[Saved data entries]
PR #74, opened 2024-08-22
ACM-13449: Label ConfigMaps and Secrets for backup

carbonin:
In order for the ACM hub DR solution to include our required ConfigMaps and Secrets, they must be labeled with
`cluster.open-cluster-management.io/backup=true`.

Ensure the label is present on each reconcile.

The ImageClusterInstall is already covered because all resources in the `hive.openshift.io` group are automatically backed up.

Resolves https://issues.redhat.com/browse/ACM-13449

### DIFF
--- a/controllers/imageclusterinstall_controller.go
+++ b/controllers/imageclusterinstall_controller.go
@@ -104,6 +104,8 @@ const (
 	invokerCMFileName            = "invoker-cm.yaml"
 	imageDigestMirrorSetFileName = "image-digest-sources.json"
 	installTimeoutAnnotation     = "imageclusterinstall." + v1alpha1.Group + "/install-timeout"
+	backupLabel                  = "cluster.open-cluster-management.io/backup"
+	backupLabelValue             = "true"
 )
 
 //+kubebuilder:rbac:groups="",resources=secrets,verbs=get;list;watch;create;update;patch;delete
@@ -176,6 +178,8 @@ func (r *ImageClusterInstallReconciler) Reconcile(ctx context.Context, req ctrl.
 		}
 		return res, err
 	}
+
+	r.labelReferencedObjectsForBackup(ctx, log, ici, clusterDeployment)
 
 	imageUrl, err := url.JoinPath(r.BaseURL, "images", req.Namespace, fmt.Sprintf("%s.iso", req.Name))
 	if err != nil {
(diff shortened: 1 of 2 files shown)


controllers/imageclusterinstall_controller.go
```diff
@@ -574,6 +578,89 @@ func (r *ImageClusterInstallReconciler) removeBMHImage(ctx context.Context, bmhR
...
+	obj.SetLabels(labels)
+	return true
+}
+
+func (r *ImageClusterInstallReconciler) labelConfigMapForBackup(ctx context.Context, key types.NamespacedName) error {
+	cm := &corev1.ConfigMap{}
+	if err := r.Get(ctx, key, cm); err != nil {
+		return err
+	}
+
```
eranco74, line 600: Consider checking if the label already exists and return

controllers/imageclusterinstall_controller.go
```diff
@@ -574,6 +578,89 @@ func (r *ImageClusterInstallReconciler) removeBMHImage(ctx context.Context, bmhR
...
+	}
+	return nil
+}
+
+func (r *ImageClusterInstallReconciler) labelSecretForBackup(ctx context.Context, key types.NamespacedName) error {
+	secret := &corev1.Secret{}
+	if err := r.Get(ctx, key, secret); err != nil {
+		return err
+	}
+
```
eranco74, line 613: Consider checking if the label already exists and return

controllers/imageclusterinstall_controller.go
```diff
@@ -574,6 +578,89 @@ func (r *ImageClusterInstallReconciler) removeBMHImage(ctx context.Context, bmhR
...
+			log.WithError(err).Errorf("failed to label ConfigMap %s for backup", manifestKey)
+		}
+	}
+
+	if cd.Spec.PullSecretRef != nil {
+		psKey := types.NamespacedName{Name: cd.Spec.PullSecretRef.Name, Namespace: cd.Namespace}
+		if err := r.labelSecretForBackup(ctx, psKey); err != nil {
+			log.WithError(err).Errorf("failed to label Secret %s for backup", psKey)
+		}
+	}
```
eranco74, line 661: What about ImageSetRef and ClusterDeploymentRef?

controllers/imageclusterinstall_controller.go
carbonin: This is being done based on the return value of `setBackupLabel`.

I did it this way to share the logic between secrets and config maps.

controllers/imageclusterinstall_controller.go
carbonin: Same response as above.

controllers/imageclusterinstall_controller.go
carbonin: ClusterImageSets and ClusterDeployments are included in the backup by default.

carbonin:
Just FYI see https://docs.redhat.com/en/documentation/red_hat_advanced_cluster_management_for_kubernetes/2.10/html/business_continuity/business-cont-overview#resources-that-are-backed-up for the list of objects being backed up by default

eranco74 (commented):
/lgtm
/approve

PR #75, opened 2024-08-26
MGMT-18536: We update annotation each time bmh was updated this causes reconcile storm

tsorya:
[MGMT-18536](https://issues.redhat.com//browse/MGMT-18536): We update annotation each time bmh was updated this causes reconcile storm
In this fix we will validate if annotation was set already


oourfali:
CC also @carbonin and @eranco74

eranco74 (commented):
/lgtm
/approve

_WHAT IS BEING ASKED_. In full and without alteration, reproduce the records above.

_ANSWER TO THE PROBLEM_.
PR #74, opened 2024-08-22
ACM-13449: Label ConfigMaps and Secrets for backup

carbonin:
In order for the ACM hub DR solution to include our required ConfigMaps and Secrets, they must be labeled with
`cluster.open-cluster-management.io/backup=true`.

Ensure the label is present on each reconcile.

The ImageClusterInstall is already covered because all resources in the `hive.openshift.io` group are automatically backed up.

Resolves https://issues.redhat.com/browse/ACM-13449

### DIFF
--- a/controllers/imageclusterinstall_controller.go
+++ b/controllers/imageclusterinstall_controller.go
@@ -104,6 +104,8 @@ const (
 	invokerCMFileName            = "invoker-cm.yaml"
 	imageDigestMirrorSetFileName = "image-digest-sources.json"
 	installTimeoutAnnotation     = "imageclusterinstall." + v1alpha1.Group + "/install-timeout"
+	backupLabel                  = "cluster.open-cluster-management.io/backup"
+	backupLabelValue             = "true"
 )
 
 //+kubebuilder:rbac:groups="",resources=secrets,verbs=get;list;watch;create;update;patch;delete
@@ -176,6 +178,8 @@ func (r *ImageClusterInstallReconciler) Reconcile(ctx context.Context, req ctrl.
 		}
 		return res, err
 	}
+
+	r.labelReferencedObjectsForBackup(ctx, log, ici, clusterDeployment)
 
 	imageUrl, err := url.JoinPath(r.BaseURL, "images", req.Namespace, fmt.Sprintf("%s.iso", req.Name))
 	if err != nil {
(diff shortened: 1 of 2 files shown)


controllers/imageclusterinstall_controller.go
```diff
@@ -574,6 +578,89 @@ func (r *ImageClusterInstallReconciler) removeBMHImage(ctx context.Context, bmhR
...
+	obj.SetLabels(labels)
+	return true
+}
+
+func (r *ImageClusterInstallReconciler) labelConfigMapForBackup(ctx context.Context, key types.NamespacedName) error {
+	cm := &corev1.ConfigMap{}
+	if err := r.Get(ctx, key, cm); err != nil {
+		return err
+	}
+
```
eranco74, line 600: Consider checking if the label already exists and return

controllers/imageclusterinstall_controller.go
```diff
@@ -574,6 +578,89 @@ func (r *ImageClusterInstallReconciler) removeBMHImage(ctx context.Context, bmhR
...
+	}
+	return nil
+}
+
+func (r *ImageClusterInstallReconciler) labelSecretForBackup(ctx context.Context, key types.NamespacedName) error {
+	secret := &corev1.Secret{}
+	if err := r.Get(ctx, key, secret); err != nil {
+		return err
+	}
+
```
eranco74, line 613: Consider checking if the label already exists and return

controllers/imageclusterinstall_controller.go
```diff
@@ -574,6 +578,89 @@ func (r *ImageClusterInstallReconciler) removeBMHImage(ctx context.Context, bmhR
...
+			log.WithError(err).Errorf("failed to label ConfigMap %s for backup", manifestKey)
+		}
+	}
+
+	if cd.Spec.PullSecretRef != nil {
+		psKey := types.NamespacedName{Name: cd.Spec.PullSecretRef.Name, Namespace: cd.Namespace}
+		if err := r.labelSecretForBackup(ctx, psKey); err != nil {
+			log.WithError(err).Errorf("failed to label Secret %s for backup", psKey)
+		}
+	}
```
eranco74, line 661: What about ImageSetRef and ClusterDeploymentRef?

controllers/imageclusterinstall_controller.go
carbonin: This is being done based on the return value of `setBackupLabel`.

I did it this way to share the logic between secrets and config maps.

controllers/imageclusterinstall_controller.go
carbonin: Same response as above.

controllers/imageclusterinstall_controller.go
carbonin: ClusterImageSets and ClusterDeployments are included in the backup by default.

carbonin:
Just FYI see https://docs.redhat.com/en/documentation/red_hat_advanced_cluster_management_for_kubernetes/2.10/html/business_continuity/business-cont-overview#resources-that-are-backed-up for the list of objects being backed up by default

eranco74 (commented):
/lgtm
/approve

PR #75, opened 2024-08-26
MGMT-18536: We update annotation each time bmh was updated this causes reconcile storm

tsorya:
[MGMT-18536](https://issues.redhat.com//browse/MGMT-18536): We update annotation each time bmh was updated this causes reconcile storm
In this fix we will validate if annotation was set already


oourfali:
CC also @carbonin and @eranco74

eranco74 (commented):
/lgtm
/approve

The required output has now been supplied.